:: Record set ::
Issue #19, opened 2020-08-21
Layout: Implement custom two column component


andy-hook:
The existing `<Split/>` component provided by the UI kit has a very narrow secondary column, this works against us at the moment as our designs require more space. It should also let us sidestep [this issue](https://github.com/aragon/aragon-ui/issues/789) on the Proposal detail view.

PR #75, opened 2020-09-03
Global layout: Larger secondary columns, adjustable box

andy-hook:
Fixes https://github.com/aragon/network-dashboard/issues/19

This PR adds custom column layout and adjustable box. This is needed because our UI kit has a lot of opinions about how it would like to present these, and optimises for apps with a sidebar. Our designs need a larger right hand column, and the ability to easily adjust the box padding depending on the context.

I also moved the disputable colouring into the new `LayoutBox` as a `mode` that can be optionally provided.

These changes also fix some overflow blowout we had at smaller viewport sizes.

image

### DIFF
--- a/src/components/Agreement/Agreement.js
+++ b/src/components/Agreement/Agreement.js
@@ -1,11 +1,13 @@
 import React from 'react'
-import { Box, Button, Header, Split } from '@aragon/ui'
+import { Button, Header } from '@aragon/ui'
 import LayoutGutter from '../Layout/LayoutGutter'
 import LayoutLimiter from '../Layout/LayoutLimiter'
 import AgreementBindingActions from './AgreementBindingActions'
 import AgreementHeader from './AgreementHeader'
 import AgreementDetails from './AgreementDetails'
 import AgreementDocument from './AgreementDocument'
+import LayoutBox from '../Layout/LayoutBox'
+import LayoutColumns from '../Layout/LayoutColumns'
 import LoadingSection from '../Loading/LoadingSection'
 import { useAgreement } from '../../providers/Agreement'
 
@@ -40,10 +42,10 @@ function AgreementLayout({ agreementDetails }) {
   } = agreementDetails
 
   return (
-    <Split
+    <LayoutColumns
       primary={
         <>
-          <Box>
+          <LayoutBox primary>
             <AgreementHeader title={title} />
             <AgreementDetails
               contractAddress={contractAddress}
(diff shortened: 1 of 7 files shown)


src/components/Agreement/Agreement.js
```diff
@@ -40,18 +42,18 @@ function AgreementLayout({ agreementDetails }) {
   } = agreementDetails
 
   return (
-    <Split
+    <LayoutColumns
       primary={
         <>
-          <Box>
+          <LayoutBox primary>
```
andy-hook, line 48: I've been prefixing our custom layout components with `Layout`. This makes the distinction clear vs using the same names as exist in the UI kit.

The `primary` prop is what gives the box extra padding for use in the `primary` slot. Previously the box would inherit this implicitly, which caused problems such as those [described here](https://github.com/aragon/network-dashboard/issues/19)

src/components/Layout/LayoutBox.js
```diff
@@ -0,0 +1,61 @@
...
+      },
+      negative: {
+        backgroundColor: '#FFFAFA',
+        borderColor: '#FF7C7C',
+      },
+      disabled: {
+        backgroundColor: theme.surfacePressed,
+        borderColor: theme.border,
+      },
+    }
```
andy-hook, line 24: I'm using semantic naming here to keep this component generalised, the disputable states can then be easily mapped to use them.

src/components/Layout/LayoutColumns.js
```diff
@@ -0,0 +1,51 @@
+import React from 'react'
+import PropTypes from 'prop-types'
+import { useLayout, GU } from '@aragon/ui'
+
+function LayoutColumns({ primary, secondary }) {
+  const { layoutName } = useLayout()
+  const oneColumn = layoutName === 'small' || layoutName === 'medium'
```
delfipolito, line 7: I know I did it like this the other time. But I just realised that here we can also use useViewport hook and do it this way:  `const oneColumn = below('medium')`. Both are fine :) whatever you prefer.

delfipolito (approved):

delfipolito (approved):
This looks awesome!! So much better 🤩 🤩 🤩

src/components/Layout/LayoutColumns.js
andy-hook: That's definitely nicer, In the future i'd like to useViewport for all of these types of things, the problem is it's not set-up with our breakpoints yet and a lot of the UI kit still relies on useLayout. I was thinking we should continue to useLayout for the time being and switch it all over together :)

PR #76, opened 2020-09-03
Proposals: Fix card tabbing

andy-hook:
Badges in descriptions were stealing focus in the card list, this improves the tabbing experience.
Also fixes a nested dom warning introduced in https://github.com/aragon/network-dashboard/pull/74

### DIFF
--- a/src/components/Proposals/Description.js
+++ b/src/components/Proposals/Description.js
@@ -2,7 +2,7 @@ import React from 'react'
 import { PropTypes } from 'prop-types'
 import { GU, IdentityBadge, useTheme } from '@aragon/ui'
 
-function Description({ path }) {
+function Description({ disableBadgeInteraction, path }) {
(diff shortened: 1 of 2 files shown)


src/components/Proposals/Description.js
```diff
@@ -108,6 +115,7 @@ function DescriptionStep({ step }) {
 /* eslint-enable react/prop-types */
 
 Description.propTypes = {
+  disableBadgeInteraction: PropTypes.bool,
```
delfipolito, line 118: Should we put false as default in this prop?

delfipolito (approved):

src/components/Proposals/Description.js
andy-hook: Good point, though it's falsy by default, being explicit wouldn't hurt.

PR #77, opened 2020-09-04
Sentry: Provide logging via utils

andy-hook:
Little cleanup ahead of some error UX related work.


andy-hook:
@delfipolito Going to merge this now to keep going with what I'm working on, not a big change and shouldn't cause you any issues :)

PR #78, opened 2020-09-04
Account module

delfipolito:
screen


src/components/Account/AccountModule.js
```diff
@@ -0,0 +1,152 @@
...
+      // reject closing the popover
+      return false
+    }
+    setOpened(false)
+  }, [screenId])
+
+  return (
+    <div
+      ref={buttonRef}
+      tabIndex="0"
```
andy-hook, line 83: Do we need this? it seems to interfere with keyboard tabbing, but I'm curious if it exists to fix some other issue 🤔

package.json
```diff
@@ -49,7 +50,8 @@
     "react-router-dom": "^5.2.0",
     "react-spring": "^8.0.1",
     "styled-components": "^5.1.1",
-    "use-viewport": "^0.2.0"
+    "use-viewport": "^0.2.0",
+    "use-wallet": "^0.8.0"
```
andy-hook, line 54: Let's make sure to commit an updated lockfile for these new dependencies :)

andy-hook (commented):
Looking super solid! 🚀 🚀 my main comments are about the network configuration which we already have available :)

src/components/Account/AccountButton.js
```diff
@@ -0,0 +1,102 @@
...
+  EthIdenticon,
+  IconDown,
+  GU,
+  RADIUS,
+  textStyle,
+  useTheme,
+  useLayout,
+} from '@aragon/ui'
+import { useWallet } from 'use-wallet'
+import { shortenAddress } from '../../lib/web3-utils'
```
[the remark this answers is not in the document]
delfipolito: Thats supper weird! I swear it was there haha. I added it now :) thanks for the catch

src/components/Account/ScreenConnected.js
```diff
@@ -80,13 +80,12 @@ function AccountScreenConnected({ wallet }) {
...
             <IdentityBadge
               entity={wallet.account}
-              label={shortenAddress(wallet.account)}
               compact
               badgeOnly
               css={`
                 cursor: pointer;
               `}
-              networkType={getNetworkType()}
+              networkType={getNetworkName()}
```
andy-hook: We should pass the `chainId` in here to get the name

src/lib/web3-utils.js
```diff
@@ -62,3 +62,17 @@ export function addressesEqual(first, second) {
   return first === second
 }
 
+export function shortenAddress(address, charsLength = 4) {
```
andy-hook, line 53: Let's add the docs annotation for this util as we already have one available

yarn.lock
```diff
@@ -64,6 +64,15 @@
     "@aragon/connect-ethereum" "^0.7.0-beta.3"
     "@aragon/connect-thegraph" "^0.7.0-beta.3"
 
+"@aragon/provided-connector@^6.0.7":
```
andy-hook, line 67: Just checking – Are we definitely updating the existing lock file? the diff just looks a little large so want to make sure!

andy-hook (commented):
A couple more little things ✨  I'm also going to check what's happening with the bundle size, seems a bit large.

yarn.lock
andy-hook: Never mind, use-wallet seems to be bring plenty of friends 😅

delfipolito: yes :)

src/components/Account/ScreenConnected.js
delfipolito: This is outdated, now the code looks like this: `networkType={networkEnvironment.legacyNetworkType}` :)

andy-hook (approved):
🚀 🚀 🚀

PR #79, opened 2020-09-04
Connect: Use vanilla library

andy-hook:
This moves us from `connect-react` to the vanilla library. I've done this primarily to give us the flexibility to workaround any potential issues that might occur in the short term, plus a couple of small issues i'm experiencing. Ideally we will switch back to the react version once things have stabilised.


andy-hook:
Closing for now as other PRs are higher priority, I always want to triple check what I need to do can't be done with `connect-reat` after a new release.

PR #80, opened 2020-09-04
Error handling: Add generic boundary

andy-hook:
Add feedback for generic errors and when navigating to out of bounds proposalIds

image


src/components/Errors/GenericError.js
```diff
@@ -0,0 +1,145 @@
...
+                  >
+                    {detailsTitle}
+                  </h2>
+                )}
+                <p
+                  css={`
+                    color: ${theme.surfaceContentSecondary};
+                  `}
+                >
+                  {detailsContent}
```
delfipolito, line 115: is detsailsContent always going to be present?

src/components/Errors/GenericError.js
```diff
@@ -0,0 +1,145 @@
...
+        </div>
+      )}
+      <div
+        css={`
+          display: grid;
+          grid-gap: ${1 * GU}px;
+          grid-template-columns: auto auto;
+        `}
+      >
+        <Button onClick={reportCallback}>Send Report</Button>
```
delfipolito, line 129: Maybe we should make this function required in propTypes,  or render the button only if it is present

delfipolito (approved):
👏🏻👏🏻

src/components/Errors/GenericError.js
andy-hook: Yep, there'll always be a stack provided by an error.

src/components/Errors/GenericError.js
andy-hook: Good spot! this should only be rendered if provided.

:: Task ::
Every line where "react" appears must be returned from the listing above.

:: Solution to the problem ::
 import React from 'react'
+import React from 'react'
@@ -2,7 +2,7 @@ import React from 'react'
 /* eslint-enable react/prop-types */
     "react-router-dom": "^5.2.0",
     "react-spring": "^8.0.1",
This moves us from `connect-react` to the vanilla library. I've done this primarily to give us the flexibility to workaround any potential issues that might occur in the short term, plus a couple of small issues i'm experiencing. Ideally we will switch back to the react version once things have stabilised.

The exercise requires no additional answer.